=== Begin Enclosure ===

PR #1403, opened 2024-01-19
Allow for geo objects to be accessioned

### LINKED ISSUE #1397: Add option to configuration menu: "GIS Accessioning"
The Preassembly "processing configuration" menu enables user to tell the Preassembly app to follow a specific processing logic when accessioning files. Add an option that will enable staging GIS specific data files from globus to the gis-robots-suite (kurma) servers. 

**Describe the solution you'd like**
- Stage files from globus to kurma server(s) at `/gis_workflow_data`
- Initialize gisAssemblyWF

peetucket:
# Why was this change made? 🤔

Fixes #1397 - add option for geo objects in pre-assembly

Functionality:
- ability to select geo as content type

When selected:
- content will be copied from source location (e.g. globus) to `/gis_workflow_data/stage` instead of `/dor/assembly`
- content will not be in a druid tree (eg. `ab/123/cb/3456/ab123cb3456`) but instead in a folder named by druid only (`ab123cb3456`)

=== End Enclosure ===
=== Begin Enclosure ===

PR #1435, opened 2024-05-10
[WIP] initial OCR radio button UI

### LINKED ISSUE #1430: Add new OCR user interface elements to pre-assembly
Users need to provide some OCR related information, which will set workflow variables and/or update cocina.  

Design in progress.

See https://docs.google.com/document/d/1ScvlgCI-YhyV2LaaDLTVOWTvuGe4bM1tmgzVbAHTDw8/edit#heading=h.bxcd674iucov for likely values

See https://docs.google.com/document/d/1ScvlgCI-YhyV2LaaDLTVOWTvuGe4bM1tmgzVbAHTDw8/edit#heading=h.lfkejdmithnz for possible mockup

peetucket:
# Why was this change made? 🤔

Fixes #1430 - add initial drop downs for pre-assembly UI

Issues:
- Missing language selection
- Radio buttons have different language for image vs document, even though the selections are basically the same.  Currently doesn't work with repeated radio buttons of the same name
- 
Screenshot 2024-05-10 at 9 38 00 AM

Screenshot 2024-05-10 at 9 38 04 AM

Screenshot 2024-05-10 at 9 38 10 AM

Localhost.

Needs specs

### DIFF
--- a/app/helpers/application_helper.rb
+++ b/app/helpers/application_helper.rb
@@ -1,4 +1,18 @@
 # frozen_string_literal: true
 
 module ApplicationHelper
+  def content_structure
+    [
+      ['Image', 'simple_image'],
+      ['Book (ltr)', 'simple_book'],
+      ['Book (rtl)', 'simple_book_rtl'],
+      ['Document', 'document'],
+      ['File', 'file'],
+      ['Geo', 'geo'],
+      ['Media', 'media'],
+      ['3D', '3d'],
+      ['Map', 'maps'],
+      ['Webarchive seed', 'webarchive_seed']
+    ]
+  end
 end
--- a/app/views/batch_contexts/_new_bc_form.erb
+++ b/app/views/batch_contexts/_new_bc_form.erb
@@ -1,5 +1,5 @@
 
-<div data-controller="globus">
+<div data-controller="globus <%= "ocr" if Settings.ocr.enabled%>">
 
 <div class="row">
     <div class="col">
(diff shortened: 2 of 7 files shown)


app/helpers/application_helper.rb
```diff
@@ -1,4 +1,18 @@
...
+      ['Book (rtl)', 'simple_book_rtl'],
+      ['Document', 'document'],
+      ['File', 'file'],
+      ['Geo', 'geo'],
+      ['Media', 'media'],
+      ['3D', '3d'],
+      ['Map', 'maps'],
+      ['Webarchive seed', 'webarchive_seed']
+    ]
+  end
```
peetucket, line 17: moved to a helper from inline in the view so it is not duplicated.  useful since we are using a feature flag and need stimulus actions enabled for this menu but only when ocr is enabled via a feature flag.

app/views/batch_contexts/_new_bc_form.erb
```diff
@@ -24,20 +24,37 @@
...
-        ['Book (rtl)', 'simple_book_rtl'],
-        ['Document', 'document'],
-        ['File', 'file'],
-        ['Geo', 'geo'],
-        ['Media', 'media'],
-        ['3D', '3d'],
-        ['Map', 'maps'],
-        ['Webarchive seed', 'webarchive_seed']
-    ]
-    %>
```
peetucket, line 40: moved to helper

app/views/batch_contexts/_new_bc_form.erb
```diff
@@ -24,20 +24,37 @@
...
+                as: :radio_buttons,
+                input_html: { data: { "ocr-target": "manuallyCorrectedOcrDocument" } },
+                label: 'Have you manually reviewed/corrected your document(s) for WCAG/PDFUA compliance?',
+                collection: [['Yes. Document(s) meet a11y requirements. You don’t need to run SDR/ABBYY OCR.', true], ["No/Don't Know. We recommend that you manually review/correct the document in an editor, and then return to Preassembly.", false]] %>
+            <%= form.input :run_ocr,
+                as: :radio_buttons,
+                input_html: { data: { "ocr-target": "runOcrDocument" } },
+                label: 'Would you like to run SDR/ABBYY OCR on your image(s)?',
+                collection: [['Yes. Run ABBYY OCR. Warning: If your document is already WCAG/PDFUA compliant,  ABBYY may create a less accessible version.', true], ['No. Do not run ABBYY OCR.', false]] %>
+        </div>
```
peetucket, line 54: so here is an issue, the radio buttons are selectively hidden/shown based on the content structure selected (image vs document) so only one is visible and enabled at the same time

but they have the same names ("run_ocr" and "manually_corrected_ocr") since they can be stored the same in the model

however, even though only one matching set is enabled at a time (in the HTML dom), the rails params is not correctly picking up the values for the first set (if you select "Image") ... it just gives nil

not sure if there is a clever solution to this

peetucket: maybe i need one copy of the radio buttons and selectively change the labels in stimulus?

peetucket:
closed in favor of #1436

=== End Enclosure ===

▶ _Work request_: Take the line above containing "PR #1403, opened 2024-01-19", the line containing "### LINKED ISSUE #1397: Add", and all lines in between, and copy them exactly without anything else.

▶ _Finished task_:
PR #1403, opened 2024-01-19
Allow for geo objects to be accessioned

### LINKED ISSUE #1397: Add option to configuration menu: "GIS Accessioning"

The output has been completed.